Restate word for word the lines of the material below, from the line with "codept: 0.10.3 is fine with OCaml 4.09" to the line with "Some of the", both lines included, and no others.

Input data
= Beginning of Section =

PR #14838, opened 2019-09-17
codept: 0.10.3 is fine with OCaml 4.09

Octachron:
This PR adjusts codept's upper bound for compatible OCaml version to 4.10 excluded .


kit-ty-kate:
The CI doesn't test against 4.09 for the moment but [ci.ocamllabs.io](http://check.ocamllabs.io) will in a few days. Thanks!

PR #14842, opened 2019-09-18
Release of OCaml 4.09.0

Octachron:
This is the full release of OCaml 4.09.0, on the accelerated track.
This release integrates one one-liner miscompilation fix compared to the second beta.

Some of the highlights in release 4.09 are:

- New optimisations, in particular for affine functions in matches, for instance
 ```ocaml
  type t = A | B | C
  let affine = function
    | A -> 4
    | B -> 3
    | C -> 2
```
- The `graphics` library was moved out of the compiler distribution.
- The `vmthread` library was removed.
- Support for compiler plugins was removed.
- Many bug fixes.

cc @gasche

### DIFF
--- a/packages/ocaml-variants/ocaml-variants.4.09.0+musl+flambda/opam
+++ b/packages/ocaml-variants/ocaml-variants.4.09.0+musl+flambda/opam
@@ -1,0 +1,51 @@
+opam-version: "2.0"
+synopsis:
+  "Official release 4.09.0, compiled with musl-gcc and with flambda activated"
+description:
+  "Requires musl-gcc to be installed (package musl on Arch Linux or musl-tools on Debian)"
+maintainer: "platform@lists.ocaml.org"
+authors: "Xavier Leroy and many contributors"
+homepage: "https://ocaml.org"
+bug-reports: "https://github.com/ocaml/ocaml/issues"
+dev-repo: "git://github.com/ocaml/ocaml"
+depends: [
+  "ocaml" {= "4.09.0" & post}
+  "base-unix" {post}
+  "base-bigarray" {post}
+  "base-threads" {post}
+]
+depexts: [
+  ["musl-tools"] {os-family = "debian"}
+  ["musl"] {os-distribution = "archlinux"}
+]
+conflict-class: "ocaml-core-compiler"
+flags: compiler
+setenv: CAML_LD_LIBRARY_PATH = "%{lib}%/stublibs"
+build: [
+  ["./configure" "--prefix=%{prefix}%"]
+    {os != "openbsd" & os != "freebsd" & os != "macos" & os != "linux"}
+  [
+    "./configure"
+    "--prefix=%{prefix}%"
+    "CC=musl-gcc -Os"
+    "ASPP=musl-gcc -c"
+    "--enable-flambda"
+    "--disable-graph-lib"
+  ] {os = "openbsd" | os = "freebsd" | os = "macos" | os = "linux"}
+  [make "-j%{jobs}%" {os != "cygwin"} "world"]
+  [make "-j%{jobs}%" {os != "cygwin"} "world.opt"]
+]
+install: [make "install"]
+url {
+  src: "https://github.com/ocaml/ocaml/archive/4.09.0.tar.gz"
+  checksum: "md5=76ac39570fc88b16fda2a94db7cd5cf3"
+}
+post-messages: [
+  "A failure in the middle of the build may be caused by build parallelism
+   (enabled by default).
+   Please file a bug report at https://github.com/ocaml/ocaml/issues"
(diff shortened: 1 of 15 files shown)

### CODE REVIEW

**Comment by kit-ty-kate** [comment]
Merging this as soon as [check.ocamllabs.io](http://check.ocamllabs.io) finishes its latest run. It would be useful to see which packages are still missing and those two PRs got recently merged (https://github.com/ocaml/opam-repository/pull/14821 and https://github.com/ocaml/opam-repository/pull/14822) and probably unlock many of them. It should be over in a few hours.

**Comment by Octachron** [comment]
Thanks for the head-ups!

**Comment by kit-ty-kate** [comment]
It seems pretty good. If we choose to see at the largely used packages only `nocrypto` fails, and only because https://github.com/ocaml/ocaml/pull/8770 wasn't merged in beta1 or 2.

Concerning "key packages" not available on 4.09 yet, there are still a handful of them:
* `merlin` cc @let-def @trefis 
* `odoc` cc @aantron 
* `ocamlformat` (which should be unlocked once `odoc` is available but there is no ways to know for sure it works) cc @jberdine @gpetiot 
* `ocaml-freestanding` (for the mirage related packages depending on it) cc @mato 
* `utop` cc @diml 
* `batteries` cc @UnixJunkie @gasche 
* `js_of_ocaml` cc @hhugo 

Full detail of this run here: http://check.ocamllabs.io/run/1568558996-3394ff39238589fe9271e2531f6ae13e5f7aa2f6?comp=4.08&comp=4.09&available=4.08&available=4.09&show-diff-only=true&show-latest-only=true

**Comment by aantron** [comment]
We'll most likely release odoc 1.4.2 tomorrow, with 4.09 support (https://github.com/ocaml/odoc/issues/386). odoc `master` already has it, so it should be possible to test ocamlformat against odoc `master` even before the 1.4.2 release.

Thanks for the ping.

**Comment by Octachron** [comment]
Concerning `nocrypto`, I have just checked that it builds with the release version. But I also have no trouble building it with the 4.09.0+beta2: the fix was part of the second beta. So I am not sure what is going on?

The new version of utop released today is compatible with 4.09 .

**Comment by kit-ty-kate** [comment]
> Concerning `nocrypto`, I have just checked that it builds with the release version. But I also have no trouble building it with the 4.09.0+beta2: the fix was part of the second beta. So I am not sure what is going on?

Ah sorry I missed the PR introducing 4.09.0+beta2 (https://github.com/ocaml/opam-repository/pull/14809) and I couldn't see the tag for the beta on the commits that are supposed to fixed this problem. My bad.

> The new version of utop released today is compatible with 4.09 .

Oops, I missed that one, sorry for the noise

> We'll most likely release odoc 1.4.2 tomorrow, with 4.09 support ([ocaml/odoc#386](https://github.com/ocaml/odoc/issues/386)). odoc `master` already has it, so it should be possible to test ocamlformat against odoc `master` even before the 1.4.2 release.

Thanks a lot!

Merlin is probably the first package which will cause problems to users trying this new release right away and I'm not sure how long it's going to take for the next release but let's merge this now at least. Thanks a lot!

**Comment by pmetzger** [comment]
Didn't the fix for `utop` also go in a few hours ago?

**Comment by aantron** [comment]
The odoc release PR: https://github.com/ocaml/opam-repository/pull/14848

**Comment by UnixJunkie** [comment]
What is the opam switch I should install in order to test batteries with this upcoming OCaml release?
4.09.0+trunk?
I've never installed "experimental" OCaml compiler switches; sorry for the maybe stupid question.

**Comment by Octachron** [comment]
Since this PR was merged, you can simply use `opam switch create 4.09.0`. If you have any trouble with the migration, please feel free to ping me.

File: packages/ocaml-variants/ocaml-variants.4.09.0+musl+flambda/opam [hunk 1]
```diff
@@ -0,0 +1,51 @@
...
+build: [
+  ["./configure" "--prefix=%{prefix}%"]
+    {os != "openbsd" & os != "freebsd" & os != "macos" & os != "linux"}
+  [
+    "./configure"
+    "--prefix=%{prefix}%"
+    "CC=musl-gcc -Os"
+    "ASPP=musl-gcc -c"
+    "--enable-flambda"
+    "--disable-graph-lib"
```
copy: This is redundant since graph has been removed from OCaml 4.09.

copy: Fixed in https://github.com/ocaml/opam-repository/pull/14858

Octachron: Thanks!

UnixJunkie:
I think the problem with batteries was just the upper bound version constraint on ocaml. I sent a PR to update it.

= End of Section =

Written reply
codept: 0.10.3 is fine with OCaml 4.09

Octachron:
This PR adjusts codept's upper bound for compatible OCaml version to 4.10 excluded .


kit-ty-kate:
The CI doesn't test against 4.09 for the moment but [ci.ocamllabs.io](http://check.ocamllabs.io) will in a few days. Thanks!

PR #14842, opened 2019-09-18
Release of OCaml 4.09.0

Octachron:
This is the full release of OCaml 4.09.0, on the accelerated track.
This release integrates one one-liner miscompilation fix compared to the second beta.

Some of the highlights in release 4.09 are:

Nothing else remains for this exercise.